Authored by rampitec on Jun 25 2018, 11:38 PM.

Details

Summary

This allows hoisting of a common code, for instance if denominator
is loop invariant. Current change is expansion only, adding licm to
the target pass list going to be a separate patch. Given this patch
changes to codegen are minor as the expansion is similar to that on
DAG. DAG expansion still must remain for R600.

Diff Detail

Repository
rL LLVM

Event Timeline

rampitec created this revision.Jun 25 2018, 11:38 PM

Should we enable BypassSlowDivision or possibly merge this expansion with it?

The DAG expansion also probably needs to remain for all targets. DAGCombiner could still potentially introduce new div nodes that would need to be handled

lib/Target/AMDGPU/AMDGPUCodeGenPrepare.cpp
573–574 ↗(On Diff #152843)

CreateIntrinsic should work for all of these

Probably should add an update_test_checks test for the full expnasions

Should we enable BypassSlowDivision or possibly merge this expansion with it?

Bypass is a separate question as it does runtime resolution. In fact it is questionable optimization for a SIMT, that is enough to have just one thread doing slow division to get the overhead penalty. In anyway this is really a separate optimization.

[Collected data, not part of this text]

PR #184, opened 2019-10-18
Bug 1763005 - add registry-proxy support

jmrodri:
The registry-proxy GET /v2 returns a WWW-Authenticate header with only a
realm: .../v2/auth the APIV2Adapter simply gets a token for /v2/auth
which is not valid for registry-proxy which seems to require a scoped
token.

In this PR, we added a new RegistryProxyAdapter that now requires the
apbs to be listed in the configuration. For each of those images listed,
we will add them to the scope when we ask for the token. This allows the
broker access to fetch the apb images.

Also, added a test to ensure registry proxy errors when no images are defined
and added a unit test for getTokenWithScope.

### DIFF
--- a/registries/adapters/apiv2_adapter.go
+++ b/registries/adapters/apiv2_adapter.go
@@ -80,6 +80,7 @@ func NewPartnerRhccAdapter(config Configuration) (PartnerRhccAdapter, error) {
 	return PartnerRhccAdapter{apiV2}, nil
 }
 
+// NewRegistryProxyAdapter - create a new Registry Proxy Adapter
 func NewRegistryProxyAdapter(config Configuration) (RegistryProxyAdapter, error) {
 	// we want to use a different token for this adapter, so do not call
 	// NewAPIV2Adapter directly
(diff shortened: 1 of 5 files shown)


registries/adapters/apiv2_adapter.go
```diff
@@ -75,6 +80,35 @@ func NewPartnerRhccAdapter(config Configuration) (PartnerRhccAdapter, error) {
...
 
+func NewRegistryProxyAdapter(config Configuration) (RegistryProxyAdapter, error) {
+	// we want to use a different token for this adapter, so do not call
+	// NewAPIV2Adapter directly
+	apiv2a := APIV2Adapter{
+		config: config,
+		client: oauth.NewClient(config.User, config.Pass, config.SkipVerifyTLS, config.URL),
+	}
+
+	log.Debugf("XXX number of images configured: %d", len(config.Images))
```
shawn-hurley: remove this, or remove the XXX at least?

shawn-hurley (commented):
looks pretty good to me

@joelanford want to take a look as well?

registries/adapters/apiv2_adapter.go
jmrodri: removed and forced push to keep this commit clean :)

Probably should add an update_test_checks test for the full expnasions

Probably for scalar cases only. Vectors with scheduler are too unstable. Even scalar will fluctuate with scheduler and RA. Do you think it makes sense to have a separate set of scalar cases?

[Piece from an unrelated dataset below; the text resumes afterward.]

PR #1947, opened 2021-02-09
chore: fix error on empty metric in metric-snapshot endpoint [DET-4923]

mackrorysd:
## Description

This sometimes is an issue if a DB row exists but not a metric value at the moment the endpoint does a query.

Probably should add an update_test_checks test for the full expnasions

Probably for scalar cases only. Vectors with scheduler are too unstable. Even scalar will fluctuate with scheduler and RA. Do you think it makes sense to have a separate set of scalar cases?

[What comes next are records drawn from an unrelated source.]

PR #1948, opened 2021-02-10
feat: allow retaining CloudWatch log groups of det-deploy clusters

dzhu:
## Description

`det-deploy aws up` now supports two new options: `--retain-log-group`
and `--log-group-prefix`. The former sets the CloudWatch log group that
is created for the stack to not be deleted when the rest of the stack
is, which may be useful in some situations. The latter sets the prefix
that is applied to the stack name to generate the log group name
(default "determined", leading to the same behavior as before).

Because CloudFormation's templating is terrible, the implementation
looks a bit awkward. The `DeletionPolicy` field is required to be a
literal, so it is not possible to use an expression to set it
conditionally. Instead, we have to define two separate resources, one
retained and one not, each of which is created conditionally. As far as
I can tell, those conditions can't be written inline but instead have to
be defined in a separate section and referred to by name, which also
means we need one for each case. Having two separate resources in turn
means that we can't refer to the log group by its logical ID later on
when we need the log group name; instead, we have to insert the
expression used to compute the log group name everywhere we need
it (since it also seems to be impossible to define derived variables in
the template without doing something crazy like going through AWS
Lambda or storing config snippets in S3).

## Test Plan

- [x] start stacks with and without `--retain-log-group`, check that log group is deleted or not
- [x] run with `--log-group-prefix`

## Commentary (optional)

CloudFormation makes this so terrible. I'm honestly not 100% sure this is worth doing, given the hoops that we need to jump through; accordingly, I've only updated the simple template so far so we can evaluate first.

The prefix option doesn't strictly have to go along with the retention one, but I figure it'll be useful to allow a bit more control over where logs go if there are likely to be more of them (for CI-generated logs in particular).

### DIFF
--- a/deploy/determined_deploy/aws/templates/simple.yaml
+++ b/deploy/determined_deploy/aws/templates/simple.yaml
@@ -141,7 +141,7 @@ Parameters:
     Type: String
     Description: Whether preemption is enabled (only supported for priority scheduler).
     Default: false
-  
+
   CpuEnvImage:
     Type: String
     Description: Docker image for CPU tasks
@@ -151,6 +151,20 @@ Parameters:
     Type: String
     Description: Docker image for GPU tasks
     Default: ""
+
+  LogGroupPrefix:
+    Type: String
+    Description: Prefix for output CloudWatch log group (the full log group will be "/<prefix>/<stack>")
+    Default: determined
+
+  RetainLogGroup:
+    Type: String
+    Description: Whether to retain CloudWatch log group after the stack is deleted
+    Default: false
+
+Conditions:
+  RetainLogGroup: !Equals [!Ref RetainLogGroup, true]
+  DeleteLogGroup: !Not [!Equals [!Ref RetainLogGroup, true]]
 
 Resources:
   CheckpointBucket:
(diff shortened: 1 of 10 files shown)


deploy/determined_deploy/aws/templates/simple.yaml
```diff
@@ -320,10 +334,19 @@ Resources:
         MinCapacity: 2
         MaxCapacity: 8
 
-  LogGroup:
+  RetainedLogGroup:
```
stoksc, line 337: this is a lot of effort for this.. wow.

stoksc (approved):
lgtm, but if it's going to be in the `--help` text , should we drop this into the other templates too 🤷 . Probably, no, doesn't matter much.

hoanghphan (approved):

dzhu:
> lgtm, but if it's going to be in the `--help` text , should we drop this into the other templates too :shrug:. Probably, no, doesn't matter much.

Well, I was planning to do that and just wanted to get this up to get opinions on whether the skulduggery required was worth it at all, but if you both like it as-is, I suppose I can land it and defer the rest until someone complains. :zany_face: Though I think I will extend the prefix option to the others and add a note to the help text.

stoksc:
> Well, I was planning to do that and just wanted to get this up to get opinions on whether the skulduggery required was worth it at all, but if you both like it as-is, I suppose I can land it and defer the rest until someone complains. 🤪 Though I think I will extend the prefix option to the others and add a note to the help text.

sgtm.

It's a single IR pass expansion, the scheduler isn't involved

Should we enable BypassSlowDivision or possibly merge this expansion with it?

Bypass is a separate question as it does runtime resolution. In fact it is questionable optimization for a SIMT, that is enough to have just one thread doing slow division to get the overhead penalty. In anyway this is really a separate optimization.

I believe it was specifically introduced for PTX, so apparently it is common enough in real workloads

Probably should add an update_test_checks test for the full expnasions

Probably for scalar cases only. Vectors with scheduler are too unstable. Even scalar will fluctuate with scheduler and RA. Do you think it makes sense to have a separate set of scalar cases?

It's a single IR pass expansion, the scheduler isn't involved

So you mean to do this for the IR, not the final ISA? Ok.

Should we enable BypassSlowDivision or possibly merge this expansion with it?

Bypass is a separate question as it does runtime resolution. In fact it is questionable optimization for a SIMT, that is enough to have just one thread doing slow division to get the overhead penalty. In anyway this is really a separate optimization.

I believe it was specifically introduced for PTX, so apparently it is common enough in real workloads

I still can see this is a trade-off depending on the test. And still a separate change as a result.

rampitec updated this revision to Diff 152906.Jun 26 2018, 9:50 AM
rampitec marked an inline comment as done.
  • Added IR test
  • Switched to Builder.CreateIntrinsic()

Won't doing this break the case where both the div and rem are used, so the full expansion will be used twice?

Won't doing this break the case where both the div and rem are used, so the full expansion will be used twice?

opt combines its. For instance:

a[0] = x % y;
a[1] = x / y;
%4 = udiv i32 %1, %2
%5 = mul i32 %4, %2
%6 = sub i32 %1, %5
arsenm added inline comments.Jun 26 2018, 1:51 PM
lib/Target/AMDGPU/AMDGPUCodeGenPrepare.cpp
492–494 ↗(On Diff #152906)

While this is what we do in the DAG, this isn't really the canonical IR way to do this. Truncate, and shift + truncate should probably be used instead here

rampitec updated this revision to Diff 152965.Jun 26 2018, 2:42 PM
rampitec marked an inline comment as done.

Changed hi/lo split method as suggested.

arsenm accepted this revision.Jun 28 2018, 2:12 AM

LGTM

This revision is now accepted and ready to land.Jun 28 2018, 2:12 AM
This revision was automatically updated to reflect the committed changes.